Sunday 22 November 2015

A little bit quackers!

Just a warning before you read this blog post.  The content may not be comfortable for some people.

                                                                     

                                             
                                                       I was drifting, crying
                                                       I was looking for an island
                                                       I was slipping under
                                                       I'll pull the devil down with me one way or another
                                                       I'm out of my mind,  think you can wait?


               

These lyrics, by the fantastic group The National, basically sum up my life over the last wee while.  You may wonder why I would share this kind of thing.  I want to support the promotion of mental health awareness.  Where to start?

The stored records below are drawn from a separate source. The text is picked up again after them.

PR #2554, opened 2026-05-10
pgconn: use fresh context for fallback connection in connectPreferred

### LINKED ISSUE #2172: Connection timeout wrongly applied to non-preferred hosts
**Describe the bug**
(Related to the testing I mentioned #2171 but this appears to be a straightforward bug.)

When connecting with a `target_session_attrs` preference that cannot be satisfied and the final host times out, the connection to the non-preferred host is not attempted and falsely times out.

**To Reproduce**

1. Create a connection string with two hosts and a preference for the second; e.g. a primary and standby with `target_session_attrs=prefer-standby`
2. Block network traffic from the client to the standby.
3. Configure a connection timeout for e.g. 1 second.
4. Execute a query.

**Expected behavior**
After 1 second the connection to the standby times out, the primary is chosen instead, and the query executes.

**Actual behavior**
After 1 second the query returns a timeout.

**Version**
 - go version go1.23.2 linux/amd64
 - PostgreSQL: PostgreSQL 14.13 (Ubuntu 14.13-1.pgdg22.04+1) on aarch64-unknown-linux-gnu, compiled by gcc (Ubuntu 11.4.0-1ubuntu1~22.04) 11.4.0, 64-bit
 - pgx: v5.7.1

**Additional context**
From my understanding of the code, `connectPreferred` resets the timeout for each new host as it iterates the possible targets. However, once it's decided to fall back to `fallbackConnectOneConfig`, it reuses whatever the last `ctx` it had from the initial pass was. If this had timed out, the new connection will start in a timed-out state. It should instead probably iterate the entire again with fresh contexts based on `octx`. Or, as an optimization, the first non-preferred connection could be returned rather than the config and returned directly if no other preferred one is found / closed if a preferred one is found.

c-tonneslan:
When `ConnectTimeout` is set, `connectPreferred` creates a per-host timeout context (derived from `octx`) for each host in the loop. After the loop finishes, `ctx` holds whatever context was used for the last host, which may have already expired by the time we get to the fallback.

The fallback path (for `prefer-standby` / `prefer-primary`) was passing that stale `ctx` to `connectOne`, so it would immediately get a deadline exceeded error even though the caller's original context still had time left.

The fix creates a fresh `ConnectTimeout`-bounded context from `octx` for the fallback, same pattern as the loop uses for each host.

Fixes #2172

### DIFF
--- a/pgconn/pgconn.go
+++ b/pgconn/pgconn.go
@@ -292,7 +292,13 @@ func connectPreferred(ctx context.Context, config *Config, connectOneConfigs []*
 	}
 
 	if fallbackConnectOneConfig != nil {
-		pgConn, err := connectOne(ctx, config, fallbackConnectOneConfig, true)
+		fallbackCtx := octx
+		if config.ConnectTimeout != 0 {
+			var cancel context.CancelFunc
+			fallbackCtx, cancel = context.WithTimeout(octx, config.ConnectTimeout)
+			defer cancel()
+		}
+		pgConn, err := connectOne(fallbackCtx, config, fallbackConnectOneConfig, true)
 		if err == nil {
 			return pgConn, nil
 		}


jackc:
LGTM

PR #2556, opened 2026-05-12
pgconn: preserve full error chain in normalizeTimeoutError

### LINKED ISSUE #2383: `normalizeTimeoutError` is overwriting dial error
**Describe the bug**
I'm using a proxying driver here for Google CloudSQL. I'm trying to handle some errors in a way that provides a clear reason to the user.

When it attempts to dial here:
https://github.com/jackc/pgx/blob/61d3c965ad442cc14d6b0e39e0ab3821f3684c03/pgconn/pgconn.go#L320

I get a `DialError` that wraps an `net.OpError` that wraps a `poll.DeadlineExceededError`: `i/o timeout`. And that error has useful information about what is going on behind the scenes. It looks like this:

Image

However, this is passed to `newPerDialConnectError` and then `normalizeTimeoutError`. And eventually hands here:
https://github.com/jackc/pgx/blob/61d3c965ad442cc14d6b0e39e0ab3821f3684c03/pgconn/errors.go#L145

Which drops the useful error and loses all useful information.

Is there a way to wrap this error so that useful information isn't lost downstream?

Interestingly, its not hitting my context timeout - in fact my context is dropped and that at least partially seems to be due to how `database/sql` drops the context here:
https://github.com/golang/go/blob/ac803b5949f6dbc5bfa559afe506d35f9e1b3195/src/database/sql/sql.go#L809
And then pgx generates a new context here:
https://github.com/jackc/pgx/blob/61d3c965ad442cc14d6b0e39e0ab3821f3684c03/stdlib/sql.go#L325

So ultimately 

**To Reproduce**
I don't have a full, runnable example, but this is the entrypoint back to pgx

```go
	db, err := sql.Open(sqlDriverPostgresIam, dsn)
	if err != nil {
		return fmt.Errorf("failed to open database connection: %w", err)
	}

	var result int
	err = db.QueryRowContext(ctx, "SELECT 1").Scan(&result)
```

**Expected behavior**
I'd like to return information from the upstream error, which has information on the IP that it cannot connect to, etc.

**Actual behavior**
I'm getting a less useful and even confusing error about failing to connect to localhost, which is just the proxy part of the driver.

**Version**
 - Go: `go version go1.24.7 darwin/arm64`
 - PostgreSQL: 17
 - pgx: `v5.7.6`

**Additional context**
Driver: https://github.com/GoogleCloudPlatform/cloud-sql-go-connector/blob/main/postgres/pgxv5/postgres.go

c-tonneslan:
Fixes #2383.

When a network timeout isn't caused by a context cancellation or deadline exceeded, `normalizeTimeoutError` was wrapping only the `net.Error` found via `errors.As`, discarding any outer context. For example, a `DialError` wrapping a `net.OpError` wrapping `poll.DeadlineExceededError` would have the `DialError` (including its address info) stripped off.

The fix is to wrap `err` (the full original error) rather than `netErr` (the inner `net.Error` extracted by `errors.As`). This keeps the entire chain intact so callers can still inspect it. The `net.Error` is still reachable via `errors.As` since it's embedded in the chain.

Added a test that verifies a `wrappedDialError{addr}` wrapping a `timeoutNetError` is still unwrappable after going through `normalizeTimeoutError`.

### DIFF
--- a/pgconn/errors.go
+++ b/pgconn/errors.go
@@ -144,7 +144,7 @@ func normalizeTimeoutError(ctx context.Context, err error) error {
 		} else if ctx.Err() == context.DeadlineExceeded {
 			return &errTimeout{err: ctx.Err()}
 		} else {
-			return &errTimeout{err: netErr}
+			return &errTimeout{err: err}
 		}
 	}
 	return err
--- a/pgconn/pgconn.go
+++ b/pgconn/pgconn.go
@@ -292,7 +292,13 @@ func connectPreferred(ctx context.Context, config *Config, connectOneConfigs []*
 	}
 
 	if fallbackConnectOneConfig != nil {
-		pgConn, err := connectOne(ctx, config, fallbackConnectOneConfig, true)
+		fallbackCtx := octx
+		if config.ConnectTimeout != 0 {
+			var cancel context.CancelFunc
+			fallbackCtx, cancel = context.WithTimeout(octx, config.ConnectTimeout)
+			defer cancel()
+		}
+		pgConn, err := connectOne(fallbackCtx, config, fallbackConnectOneConfig, true)
 		if err == nil {
 			return pgConn, nil
 		}
--- a/pgconn/pgconn_private_test.go
+++ b/pgconn/pgconn_private_test.go
@@ -1,9 +1,14 @@
 package pgconn
 
 import (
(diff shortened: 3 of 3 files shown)


jackc:
LGTM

Looking back over my life I realise I have always experienced and endured an element of mental health issues.   From minor anxiety to mild depression.  Sporadically throughout my life I would find myself standing at the precipice of a black hole.  Most of my life I have been able to claw myself away from the hole and wobble back to 'normality' largely unnoticed.  I would dust down my feathers, practice my quack until the shake in tone subsided and waddle back to my life as an ordinary thing.  I was so scared of slipping into that hole, down into the pit of 'not-quite-right'.  If I could haul myself away from the hole I'd be alright, nothing wrong with me, I'm just like everyone else!  Phew, what a relief,  I am not the black duck of the pond.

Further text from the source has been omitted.